AI models can generate fluent, convincing outputs, but fluency != correctness. Whether you're building a customer service agent, a code review assist, or a content generator, you need to know which response is best, correct, or how models compare with quality and consistency. Human evaluation doesn't scale, which is why LLM-based jurors are widely used.

But relying on a single LLM (like GPT-4o) to evaluate model outputs, although common, is expensive and can introduce [intra-model bias](https://arxiv.org/abs/2404.13076). Research by Cohere [shows](https://arxiv.org/abs/2404.18796) that using a panel of smaller, diverse models not only cuts cost but also leads to more reliable and less biased evaluations.

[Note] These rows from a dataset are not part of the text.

PR #3266, opened 2023-03-17
feat: Add `kwargs` option to all file readers and feed `nrows` where possible

ksbrar:


ludwig/utils/data_utils.py
```diff
@@ -190,12 +198,22 @@ def read_xsv(data_fp, df_lib=PANDAS_DF, separator=",", header=0, nrows=None, ski
...
+        kwargs["chunksize"] = kwargs["get_preview"]
+        del kwargs["get_preview"]
+
     try:
         df = df_lib.read_csv(data_fp, **kwargs)
     except ParserError:
         logger.warning("Failed to parse the CSV with pandas default way," " trying \\ as escape character.")
         df = df_lib.read_csv(data_fp, escapechar="\\", **kwargs)
 
+    from collections.abc import Iterator
```
abidwael, line 212: Could you import this at the top

ludwig/utils/data_utils.py
```diff
@@ -190,12 +198,22 @@ def read_xsv(data_fp, df_lib=PANDAS_DF, separator=",", header=0, nrows=None, ski
...
+
+    if isinstance(df, Iterator):
```
abidwael, line 214: Will this condition be satisfied? Seems like the return type of `pd.read_csv` is `TextFileReader` only when `iterator=True`

ludwig/utils/data_utils.py
```diff
@@ -190,12 +198,22 @@ def read_xsv(data_fp, df_lib=PANDAS_DF, separator=",", header=0, nrows=None, ski
     if nrows is not None:
         kwargs["nrows"] = nrows
 
+    # If fetching a preview, create an iterator that will immediately be used to read the first chunk:
+    if "get_preview" in kwargs:
+        kwargs["chunksize"] = kwargs["get_preview"]
```
abidwael, line 203: [read_csv](https://docs.dask.org/en/stable/generated/dask.dataframe.read_csv.html) in Dask doesn't have `chunksize` but Pandas read_csv does.

abidwael (commented):
@ksbrar is this change only intended for `read_xsv`?

ludwig/utils/data_utils.py
ksbrar: Per docs and disc.: Dask's version of the function will still use pandas and forward `chunksize` to it

ludwig/utils/data_utils.py
```diff
@@ -159,6 +159,14 @@ def wrapped_fn(*args, **kwargs):
     return wrapped_fn
 
 
+def inner_read(fp, read_fn, **kwargs):
+    if "get_preview" in kwargs:
+        chunksize = kwargs["get_preview"]
```
jeffkinnison, line 164: This and the following line could be condensed to `chunksize = kwargs.pop("get_preview", None)`, which should return `None` rather than raise a `KeyError` if `"get_preview"` does not exist.

ludwig/utils/data_utils.py
```diff
@@ -159,6 +159,14 @@ def wrapped_fn(*args, **kwargs):
...
+        del kwargs["get_preview"]
+        return next(read_fn(fp, chunksize=chunksize, **kwargs))
```
jeffkinnison, line 166: This will only ever return the first chunk. Just double-checking, is that the intended behavior?

ludwig/utils/data_utils.py
```diff
@@ -190,12 +198,20 @@ def read_xsv(data_fp, df_lib=PANDAS_DF, separator=",", header=0, nrows=None, ski
     if nrows is not None:
         kwargs["nrows"] = nrows
 
+    # If fetching a preview, create an iterator that will immediately be used to read the first chunk:
+    if "get_preview" in kwargs:
```
jeffkinnison, line 202: Same as in `inner_method`, you could get rid of this if block with `kwargs["chunksize"] = kwargs.pop("get_preview", None)`.

ludwig/utils/data_utils.py
```diff
@@ -205,22 +221,28 @@ def read_xsv(data_fp, df_lib=PANDAS_DF, separator=",", header=0, nrows=None, ski
 
 @DeveloperAPI
 @spread
-def read_json(data_fp, df_lib, normalize=False):
+def read_json(data_fp, df_lib, normalize=False, **kwargs):
+    # Chunking is not supported for JSON files unless lines=True:
```
jeffkinnison, line 225: Do we want to add logic to support chunking with `lines=True` here?

jeffkinnison (commented):
Great work! Just a couple of minor changes and questions.

ludwig/utils/data_utils.py
ksbrar: My impression is that that is the purpose of `read_jsonl` , so I'd say no

justinxzhao (approved):

tests/ludwig/utils/test_data_utils.py
```diff
@@ -169,3 +171,13 @@ def test_dataset_synthesizer_output_feature_decoder():
     }
     build_synthetic_dataset_df(dataset_size=100, config=config)
     LudwigModel(config=config, logging_level=logging.INFO)
+
+
+def test_chunking():
```
ksbrar, line 176: @abidwael is it this simple for a public dataset?

tests/ludwig/utils/test_data_utils.py
```diff
@@ -169,3 +171,13 @@ def test_dataset_synthesizer_output_feature_decoder():
...
+    # Try basic reads:
+    read_csv("s3://ludwig-tests/datasets/synthetic_1k.csv")
```
jeffkinnison, line 178: Could you add `shape` tests here to ensure the whole file is being read?

tgaddair (approved):
LGTM!

tests/ludwig/utils/test_data_utils.py
abidwael: This should work. Could you parametrize this test? You can pass in the paths as arguments, then use `ludwig.utils.data_utils.figure_data_format_dataset` to get the file type and use the corresponding read function based on that.

abidwael (approved):

tests/ludwig/utils/test_data_utils.py
ksbrar: Assuming it works, will come back and improve this test, right now want to get it in ASAP.

ksbrar:
Remaining test failures:
* 3.8 / not distributed - segmentation fault at the end of the tests
* 3.9 / not distrubted - segmentation fault at the end of the tests
* 3.9 / distributed - timeout after running almost all tests

In the interest of getting this in quickly, I will merge this PR as all other tests passed (even in the scenarios above) and the specific test I added to validate `read_csv`/`read_parquet` completed in all scenarios.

OpenJury puts this into practice: instead of a single judge, it uses multiple jurors to score and explain outputs. The result? Better evlautions and lower costs, all configurable with a declarative interface.


---

## Key Features

- **Python SDK:** Simple integration, flexible configuration
- **Multi-Criteria Evaluation:** Define custom criteria with weights and scoring
- **Advanced Voting Methods:** Majority, average, weighted, ranked, consensus, or your own
- **Parallel Processing:** Evaluate at scale, concurrently
- **Rich Output:** Scores, explanations, voting breakdowns, and confidence metrics
- **Extensible:** Plug in your own jurors, voting logic, and evaluation strategies
- **Dev Experience:** One-command setup, Makefile workflow, and modern code quality tools

---

## Installation

**Requirements:** Python 3.11 or newer

### Recommended (PyPI)

```bash
pip install openjury
```

### From Source (for development/contribution)

```bash
git clone https://github.com/robiscoding/openjury.git
cd openjury
pip install -e .
uv pip install -e ".[dev]"     # (optional) dev dependencies
```

## Quick Start

### Set Environment Variables

```bash
export OPENROUTER_API_KEY="your-api-key"
```

or if you're using OpenAI:
```bash
export LLM_PROVIDER="openai"
export OPENAI_API_KEY="your-api-key"
```

### Basic Usage

```python
from openjury import OpenJury, JuryConfig

config = JuryConfig.from_json_file("jury_config.json")
jury = OpenJury(config)
verdict = jury.evaluate(
    prompt="Write a Python function to reverse a string",
    responses=[
        "def reverse(s): return s[::-1]",
        "def reverse(s): return ''.join(reversed(s))"
    ]
)

print(f"Winner: {verdict.final_verdict.winner}")
print(f"Confidence: {verdict.final_verdict.confidence:.2%}")
```

### Configuration Example (jury_config.json)

```json
{
  "name": "Code Quality Jury",
  "criteria": [
    {"name": "correctness", "weight": 2.0, "max_score": 5},
    {"name": "readability", "weight": 1.5, "max_score": 5}
  ],
  "jurors": [
    {"name": "Senior Developer", "system_prompt": "You are a senior developer. You are tasked with reviewing the code and providing a score and explanation for the correctness and readability of the code.", "model_name": "qwen/qwen-2.5-coder-32b", "weight": 2.0},
    {"name": "Code Reviewer", "system_prompt": "You are a code reviewer. You are tasked with reviewing the code and providing a score and explanation for the correctness and readability of the code.", "model_name": "llama3/llama-3.1-8b-instruct", "weight": 1.0}
  ],
  "voting_method": "weighted"
}
```

### Examples

You can find more examples in the [examples](examples) directory.

### Use Cases

#### Model Evaluation & Comparison
- Compare outputs from different models (e.g., GPT-4 vs Claude vs custom models)
- Run A/B tests across prompt variations, fine-tuned models, or versions

#### Content & Response Quality
- Evaluate generated code for correctness and readability
- Score long-form content (blogs, papers, explanations) for clarity, tone, or coherence

#### Automated Grading & Assessment
- Grade student answers or interview responses at scale
- Score generated outputs against rubric-style criteria

#### Production Monitoring & QA
- Monitor output quality in production systems
- Detect degradation or drift between model versions

#### Custom Evaluation Workflows
- Integrate LLM-based judgment into human-in-the-loop pipelines
- Use configurable jurors and voting for domain-specific tasks

---

## License

OpenJury is licensed under the Apache License 2.0. See the [LICENSE](LICENSE) file for details.

---

## Contributing

Contributions are welcome! Please see the [CONTRIBUTING.md](CONTRIBUTING.md) file for details.